I AM A TWO DIGIT NUMBER LESS THAN 50. IF YOU PUT ME IN GROUPS OF 7, THEN THERE ARE 2 LEFT OVER. THE SUM OF MY DIGITS IS 8. WHO AM I ?
To find the two-digit number that satisfies the given conditions, we can use a systematic approach and try different numbers until we find one that matches all the criteria.
Let's start by listing all the two-digit numbers less than 50 and examining their properties.
10, 11, 12, 13, 14, 15, 16, 17, 18, 19, 20, 21, 22, 23, 24, 25, 26, 27, 28, 29, 30, 31, 32, 33, 34, 35, 36, 37, 38, 39, 40, 41, 42, 43, 44, 45, 46, 47, 48, 49
To determine if a number can be divided into groups of 7 with 2 left over, we need to check if the number is congruent to 2 modulo 7 (i.e., leaves a remainder of 2 when divided by 7). Let's filter out numbers that do not satisfy this condition:
11, 18, 25, 32, 39, 46
Next, we need to find the numbers for which the sum of the digits is 8. Let's examine each of the remaining numbers:
11 is not a valid option as the sum of its digits is 1 + 1 = 2.

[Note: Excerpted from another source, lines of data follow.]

Issue #852, opened 2021-11-02
Move process related logic under system/


tianleh:
### Is your feature request related to a problem? Please describe

part of #604

### Describe the solution you'd like

move code

tianleh:
PR has been approved and merged.

PR #845, opened 2021-11-01
Refactor LocalTestCluster into LocalTestClusterOpenSearch and LocalTestClusterOpenSearchDashboards.

tianleh:
### Description
Refactor LocalTestCluster into LocalTestClusterOpenSearch and LocalTestClusterOpenSearchDashboards.

To minimize the impact of this change, I still keep LocalTestCluster as it is which will be later replaced by LocalTestClusterOpenSearch. Thus there is no impact to the existing logic since the related change has not yet been used.

I also notice that the S3 path to build/bundle has been changed. However to keep the scope of this PR small, I will use the existing path for now.

### Test
The current 1.2.0 OpenSearch artifact has the issue `master_not_discovered_exception`. Thus my test strategy is to monitor whether the code execution can reach the health ping. I have been testing the LocalTestCluster class to use inside integ test suite to see the output. Below is the output snippet when trying to use ServiceOpenSearchDashboards and also comment out the logic to start OpenSearch inside it.

```
2021-10-31 23:50:21 INFO     Unpacking
2021-10-31 23:50:23 INFO     Unpacked
/tmp/tmp_oisyjff/local-test-cluster
opensearch-dashboards-1.2.0-linux-x64  opensearch-dashboards-1.2.0-linux-x64.tar.gz
2021-10-31 23:50:23 INFO     Started OpenSearch with parent PID 1238080
2021-10-31 23:50:23 INFO     Waiting for Dashboards service to become available
2021-10-31 23:50:23 INFO     Pinging http://localhost:5601/api/status attempt 0
2021-10-31 23:50:23 INFO     Service not available yet
2021-10-31 23:50:33 INFO     Pinging http://localhost:5601/api/status attempt 1
2021-10-31 23:50:33 INFO     Service not available yet
2021-10-31 23:50:43 INFO     Pinging http://localhost:5601/api/status attempt 2
```
 
### Issues Resolved
https://github.com/opensearch-project/opensearch-build/issues/837
 
### Check List
- [x ] Commits are signed per the DCO using --signoff 

By submitting this pull request, I confirm that my contribution is made under the terms of the Apache 2.0 license.
For more information on following Developer Certificate of Origin and signing off your commits, please check [here](https://github.com/opensearch-project/OpenSearch/blob/main/CONTRIBUTING.md#developer-certificate-of-origin).

PR #853, opened 2021-11-02
move process related logic to system dir

tianleh:

### Description
move process terminate logic to system dir. During the review of this PR https://github.com/opensearch-project/opensearch-build/pull/845, there is a comment to create a separate PR for moving process terminate logic. 
 
### Test
Since this PR just adds a utility function, we only test by adding a unit test and run the following test command.

```
opensearch@81f24e989d16 opensearch-build]$ pipenv run pytest tests/tests_system/test_process.py
.                                                                                                                                                  [100%]
1 passed in 0.02s

```

### Issues Resolved
https://github.com/opensearch-project/opensearch-build/issues/852
 
### Check List


.gitignore
```diff
@@ -17,4 +17,6 @@ out.txt
 /builds/
 /dist/
 
-/.vscode/
\ No newline at end of file
+/.vscode/
+
+unit_test*.txt
```
dblock, line 22: In your tests create temporary files so that the test cleans up after itself.

src/system/process.py
```diff
@@ -0,0 +1,51 @@
...
+        process.kill()
+        try:
+            logging.info("Waiting for process to terminate")
+            process.wait(10)
+        except subprocess.TimeoutExpired:
+            logging.info("Process failed to terminate even after SIGKILL")
+            raise
+    finally:
+        logging.info(f"Process terminated with exit code {process.returncode}")
+        if stdout:
```
dblock, line 39: This logic is specific to test cluster code and should be either moved out to the calling code or refactored to be generic. I think you want to wrap the process in a `Process` class that can deal with its starting and stopping, stderr and stdout.

tests/tests_system/test_process.py
```diff
@@ -0,0 +1,33 @@
...
+            stdout=stdout,
+            stderr=stderr,
+        )
+
+        self.assertIsNotNone(process)
+
+        terminated_process, local_cluster_stderr, local_cluster_stdout, return_code = terminate(process, work_dir, stdout, stderr)
+
+        self.assertIsNone(terminated_process)
+        self.assertIsNotNone(local_cluster_stdout)
```
dblock, line 33: If you refactor the process implementation all the way, then this code should look like this:

```python
with Process("ls", shell=True, cwd=".") as process:
    process.terminate()

self.assertIsEqual(process.stdout, ...)
```

unit_test/test_stdout.txt
```diff
@@ -0,0 +1,40 @@
+ADMINS.md
```
dblock, line 1: This will change with anything changing in this folder, so change the test command to be `echo something` to have predictable output.

dblock (changes requested):
You need to go further in refactoring this, and also change the code that uses it in the same PR.

.gitignore
tianleh: Added clean up logic

unit_test/test_stdout.txt
tianleh: Added removal logic. seems no longer applicable given the new logic.

tianleh:
> You need to go further in refactoring this, and also change the code that uses it in the same PR.

modified the local test cluster logic as well as its tests.

src/system/process.py
tianleh: Addressed

dblock (changes requested):

tests/tests_system/test_process.py
```diff
@@ -0,0 +1,30 @@
...
+
+from system.process import Process
+
+
+class TestProcess(unittest.TestCase):
+    def test(self):
+
+        process_handler = Process(".")
+
+        process_handler.start("ls", ".")
```
peterzhuamazon, line 18: What is this `ls` here for?

tests/tests_test_workflow/test_integ_workflow/integ_test/test_local_test_cluster.py
```diff
@@ -151,54 +147,7 @@ def test_wait_for_service_cluster_unavailable(self, mock_test_recorder, *mocks):
...
-        side_effect=__mock_process,
-    )
-    @patch("test_workflow.integ_test.local_test_cluster.subprocess.Popen.wait")
-    @patch("test_workflow.integ_test.local_test_cluster.subprocess.Popen.terminate")
-    @patch("test_workflow.integ_test.local_test_cluster.logging", return_value=MagicMock())
-    def test_terminate_process(self, mock_logging, mock_terminate, mock_wait, mock_process):
-        self.local_test_cluster.stdout = None
-        self.local_test_cluster.stderr = None
-        self.local_test_cluster.process = self.process
+    @patch.object(Process, 'terminate', return_value=("1", "2", "3"))
```
peterzhuamazon, line 150: Is this the number of termination or the seconds count for termination in return value?

src/system/process.py
```diff
@@ -0,0 +1,76 @@
...
+
+import psutil  # type: ignore
+
+
+class Process:
+    def __init__(
+        self,
+        work_dir
+    ):
+        os.system("pwd")
```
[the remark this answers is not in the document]
tianleh: addressed

src/system/process.py
```diff
@@ -0,0 +1,76 @@
...
+        self.work_dir = work_dir
+        self.process = None
+
+    def start(self, cmd, install_dir):
```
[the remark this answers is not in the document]
tianleh: addressed.

src/system/process.py
```diff
@@ -0,0 +1,76 @@
...
+        self.stdout = open("stdout.txt", "w")
+        self.stderr = open("stderr.txt", "w")
```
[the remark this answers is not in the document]
tianleh: Thanks. Looks much cleaner to use NamedTemporaryFile

src/system/process.py
```diff
@@ -0,0 +1,76 @@
...
+                with open(os.path.join(self.work_dir, self.stderr.name), "r") as stderr:
+                    self.stderr_data = stderr.read()
+                self.stderr.close()
+                self.stderr = None
+            self.return_code = self.process.returncode
+            self.process = None
+
+            return self.return_code, self.stdout_data, self.stderr_data
+
+    def get_pid(self):
```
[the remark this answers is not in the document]
tianleh: addressed

src/system/process.py
```diff
@@ -0,0 +1,76 @@
...
+        return self.process.pid if self.process is not None else None
```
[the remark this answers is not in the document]
tianleh: addressed

tests/tests_system/test_process.py
```diff
@@ -0,0 +1,30 @@
...
+
+        self.assertIsNotNone(process_handler.get_pid())
+
+        process_handler.terminate()
+
+        self.assertIsNone(process_handler.get_pid())
+
+        # clean up
+        os.remove("stdout.txt")
```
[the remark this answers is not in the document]
tianleh: Yes. Removed

tests/tests_system/test_process.py
tianleh: This is just for spinning up a simple test process. It needs some commands to run.

tests/tests_test_workflow/test_integ_workflow/integ_test/test_local_test_cluster.py
tianleh: Just provide some return values for the mock function in order for the test to continue without complaining.

src/system/process.py
```diff
@@ -0,0 +1,77 @@
...
+
+import psutil  # type: ignore
+
+
+class Process:
+    def __init__(
+        self,
+        work_dir
+    ):
+        self.work_dir = work_dir
```
dblock, line 20: work_dir is no longer used, remove

tests/tests_system/test_process.py
```diff
@@ -0,0 +1,25 @@
...
+
+        process_handler.start("ls", ".")
+
+        self.assertIsNotNone(process_handler.pid)
+
+        process_handler.terminate()
+
+        self.assertIsNone(process_handler.pid)
+
+    # TODO: add test for subprocess.TimeoutExpired
```
dblock, line 25: You need these tests and one for stdout and stderr

dblock (changes requested):

seraphjiang (approved):

src/system/process.py
tianleh: removed

seraphjiang (approved):

dblock (changes requested):
1. Re-implement tests for timeout expired, stderr and stdout. We had those and refactoring should be adding more tests, not less.
2. If I call `Process#start` twice I lose track of the process. Raise an exception if that happens. Add tests.
3. If I call `Process#terminate` on an unstarted process, I get errors. Raise an exception, add tests.
4. Add a `started()` method and use `if not process.started()` instead of `process.pid is None`.
5. In the test execute something that doesn't return, e.g. `bash`, so we can see that termination works.
6. Rebase.

seraphjiang:
could we ignore pyc file
refer to https://stackoverflow.com/questions/32110126/should-i-put-pyc-files-under-version-control

Tengda-He (approved):

src/system/process.py
```diff
@@ -0,0 +1,72 @@
...
+            if self.stdout:
+                self.stdout_data = self.stdout.read()
+                self.stdout.close()
+                self.stdout = None
+            if self.stderr:
+                self.stderr_data = self.stderr.read()
+                self.stderr.close()
+                self.stderr = None
+            self.return_code = self.process.returncode
+            self.process = None
```
seraphjiang, line 66: Don't see the need to use terminate first, if no response then try kill.

why not just kill()

btw. we should let original call stack being bubble up, instead of `raise` a new one.  

https://en.wikipedia.org/wiki/You_aren%27t_gonna_need_it

seraphjiang, line 66: why do we need output direction? not quite convinced? let's remove and clean up this.

tianleh:
> could we ignore pyc file refer to https://stackoverflow.com/questions/32110126/should-i-put-pyc-files-under-version-control

Sure. removed them and also updated gitignore

src/system/process.py
tianleh: Let me simplify the logic to just kill()

src/system/process.py
```diff
@@ -0,0 +1,71 @@
...
+        self.return_code = self.process.returncode
+        self.process = None
+
+        return self.return_code, self.stdout_data, self.stderr_data
+
+    @property
+    def pid(self):
+        return self.process.pid if self.process else None
+
+    @property
```
dblock, line 65: Were these leftover from testing?

src/system/process.py
```diff
@@ -0,0 +1,71 @@
...
+            logging.debug(f"Found child process with pid {child.pid}")
+            if child.pid != self.process.pid:
+                logging.debug(f"Sending SIGKILL to {child.pid} ")
+                child.kill()
+        logging.info(f"Sending SIGKILL to PID {self.process.pid}")
+        
+        self.process.kill()
+    
+        logging.info(f"Process terminated with exit code {self.process.returncode}")
+        if self.stdout:
```
dblock, line 48: Does `self.stdout_data = self.stdout.read()` not work?

dblock (changes requested):
Tests still missing + rebase + some nits.

tianleh:
>     1. Re-implement tests for timeout expired, stderr and stdout. We had those and refactoring should be adding more tests, not less.
> 
>     2. If I call `Process#start` twice I lose track of the process. Raise an exception if that happens. Add tests.
> 
>     3. If I call `Process#terminate` on an unstarted process, I get errors. Raise an exception, add tests.
> 
>     4. Add a `started()` method and use `if not process.started()` instead of `process.pid is None`.
> 
>     5. In the test execute something that doesn't return, e.g. `bash`, so we can see that termination works.
> 
>     6. Rebase.

Thanks for the detailed instruction. Just try to think from the caller's perspective. The OpenSearch and OpenSearchDashboards will have their own instance of Process class. Thus we will not try to reuse the instance and call start twice. Also the exception handling about TimeoutExpired does not impact the caller's behavior. Thus to have a MVP feature working soon, I am proposing a tentative plan to use kill() directly and remove the exception handling, test the happy case, rebase and backlog all other items to issues.

A side question is for # 5, I do not quite get the idea. Could you help elaborate more?

src/system/process.py
tianleh: Just want to leverage the benefit of `with` statement to not worry about explicitly calling close. 

https://www.geeksforgeeks.org/with-statement-in-python/

dblock:
> Thanks for the detailed instruction. Just try to think from the caller's perspective. The OpenSearch and OpenSearchDashboards will have their own instance of Process class. Thus we will not try to reuse the instance and call start twice.

You can't rely on user to do the right thing for a class that should stand on its own. A developer can easily make a mistake in the future, so guard the code from it.

> Also the exception handling about TimeoutExpired does not impact the caller's behavior. Thus to have a MVP feature working soon, I am proposing a tentative plan to use kill() directly and remove the exception handling, test the happy case, rebase and backlog all other items to issues.

Let's see that PR.

> A side question is for # 5, I do not quite get the idea. Could you help elaborate more?

In your tests you call "ls". That process finishes before you know it, so you don't get to actually test termination. Instead, call `read -n1 ans` that blocks until someone presses a key, or `bash`, which will start a new shell and hang out there.

src/system/process.py
```diff
@@ -0,0 +1,77 @@
...
+
+
+class Process:
+    def __init__(
+        self
+    ):
+        self.process = None
+        self.stdout = None
+        self.stderr = None
+        self.has_started = False
```
dblock, line 21: You should call `self.started` and in the method check `self.process` thus avoiding another variable or potential race conditions.

src/system/process.py
```diff
@@ -0,0 +1,77 @@
...
+            with open(self.stderr.name) as stderr:
+                self.stderr_data = stderr.read()
+
+        self.return_code = self.process.returncode
+        self.process = None
+        self.has_started = False
+
+        return self.return_code, self.stdout_data, self.stderr_data
+
+    def started(self):
```
dblock, line 72: Make it a `@property`

src/test_workflow/integ_test/local_test_cluster.py
```diff
@@ -76,7 +69,7 @@ def port(self):
         return 9200
 
     def destroy(self):
-        if self.process is None:
+        if self.process_handler.pid is None:
```
dblock, line 72: `self.process_handler.started`

src/system/process.py
```diff
@@ -0,0 +1,77 @@
...
+        self
+    ):
+        self.process = None
+        self.stdout = None
+        self.stderr = None
+        self.has_started = False
+
+    def start(self, command, cwd):
+        if self.has_started:
+            raise AssertionError("Cannot start a started process!")
```
dblock, line 25: Add a class called `ProcessStartedError` and make its message to include the PID of the already started process.

The convention for messages is not to include any kind of exclamations, so something like `f"Process already started, pid: {pid}"`

dblock (changes requested):
There's a failing unit test + some should have's.

src/system/process.py
tianleh: I need to revert the change for using `with`. The windows check is failing.

```
        if self.stdout:
>           with open(self.stdout.name) as stdout:
E           PermissionError: [Errno 13] Permission denied: 'C:\\Users\\RUNNER~1\\AppData\\Local\\Temp\\tmpxl83o9tt'

src\system\process.py:59: PermissionError

----------- coverage: platform win32, python 3.7.9-final-0 -----------
Coverage XML written to file coverage.xml

=========================== short test summary info ===========================
FAILED tests/tests_system/test_process.py::TestProcess::test - PermissionErro...
1 failed, 355 passed in 61.81s (0:01:01)
```

I will just call read() and then close()

dblock: i don't think this is the problem.

tianleh:
> > Thanks for the detailed instruction. Just try to think from the caller's perspective. The OpenSearch and OpenSearchDashboards will have their own instance of Process class. Thus we will not try to reuse the instance and call start twice.
> 
> You can't rely on user to do the right thing for a class that should stand on its own. A developer can easily make a mistake in the future, so guard the code from it.
> 
> > Also the exception handling about TimeoutExpired does not impact the caller's behavior. Thus to have a MVP feature working soon, I am proposing a tentative plan to use kill() directly and remove the exception handling, test the happy case, rebase and backlog all other items to issues.
> 
> Let's see that PR.
> 
> > A side question is for # 5, I do not quite get the idea. Could you help elaborate more?
> 
> In your tests you call "ls". That process finishes before you know it, so you don't get to actually test termination. Instead, call `read -n1 ans` that blocks until someone presses a key, or `bash`, which will start a new shell and hang out there.

For # 5, I have experienced some issues about inconsistency behavior in my local AL2 machine and the Ubuntu check on PR. 
`process_handler.start("read -n1 ans", ".")` is working fine in AL2. However, when running from Github Action, it will fail the PR check "python-tests / test (ubuntu-latest) (pull_request) " with error about invalid option "-n1". I have tried multiple commits to fix it 
https://github.com/opensearch-project/opensearch-build/pull/853/commits/0b2d1ac5724c5131bb66d564a07cbf09c57a9d48

https://github.com/opensearch-project/opensearch-build/pull/853/commits/4f3b59a8732110a5578563ca9dc6100176393445

and none of these will pass the "python-tests / test (ubuntu-latest) (pull_request) ". 

Eventually the following way makes it work by running from a shell.

`process_handler.start("./tests/tests_system/data/wait_for_input.sh", ".")`

src/system/process.py
tianleh: After digging into the tempfile doc https://docs.python.org/3/library/tempfile.html, opening for a second time has different behaviors in different platforms.

```
Whether the name can be used to open the file a second time, while the named temporary file is still open, varies across platforms (it can be so used on Unix; it cannot on Windows NT or later). 
```

tianleh:
All checks have passed. Addressing dblock@'s remaining comments.

dblock:
> All checks have passed. Addressing dblock@'s remaining comments.

You also need a test that shows that you're correctly reading stdout and stderr.

src/system/process.py
tianleh: expose output and error for testing.

tianleh:
> You also need a test that shows that you're correctly reading stdout and stderr.

Added the validation for these. Let me know if this is enough.

src/system/process.py
```diff
@@ -18,11 +18,10 @@ def __init__(
         self.process = None
         self.stdout = None
         self.stderr = None
-        self.has_started = False
 
     def start(self, command, cwd):
-        if self.has_started:
-            raise AssertionError("Cannot start a started process!")
+        if self.started:
+            raise ProcessStartedError(f"Process already started, pid: {self.pid}")
```
dblock, line 24: We typically sink the string message into the class and assign pid into it, so:

```
raise ProcessStartedError(self.pid)
```

```
class ProcessStartedError(Exception):
    def __init__(pid):
       self.pid = pid
       super().__init__(f"Process already started, pid: {pid}")
```

dblock (approved):
This is good. Do you want to take care of my suggestions below before/after the merge?

tianleh:
> This is good. Thanks for hanging in here. Do you want to take care of my suggestions below before/after the merge?

Let me quickly address your new comments as part of this PR.

tianleh:
> > This is good. Thanks for hanging in here. Do you want to take care of my suggestions below before/after the merge?
> 
> Let me quickly address your new comments as part of this PR.

Addressed the new comments about the Exception class.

18 is a valid option as the sum of its digits is 1 + 8 = 9.
25 is not a valid option as the sum of its digits is 2 + 5 = 7.
32 is not a valid option as the sum of its digits is 3 + 2 = 5.
39 is not a valid option as the sum of its digits is 3 + 9 = 12.
46 is not a valid option as the sum of its digits is 4 + 6 = 10.
From this analysis, we can conclude that the only two-digit number that satisfies all the conditions (less than 50, leaves a remainder of 2 when divided by 7, and has a sum of digits equal to 8) is 18.
Therefore, the answer to the riddle is 18.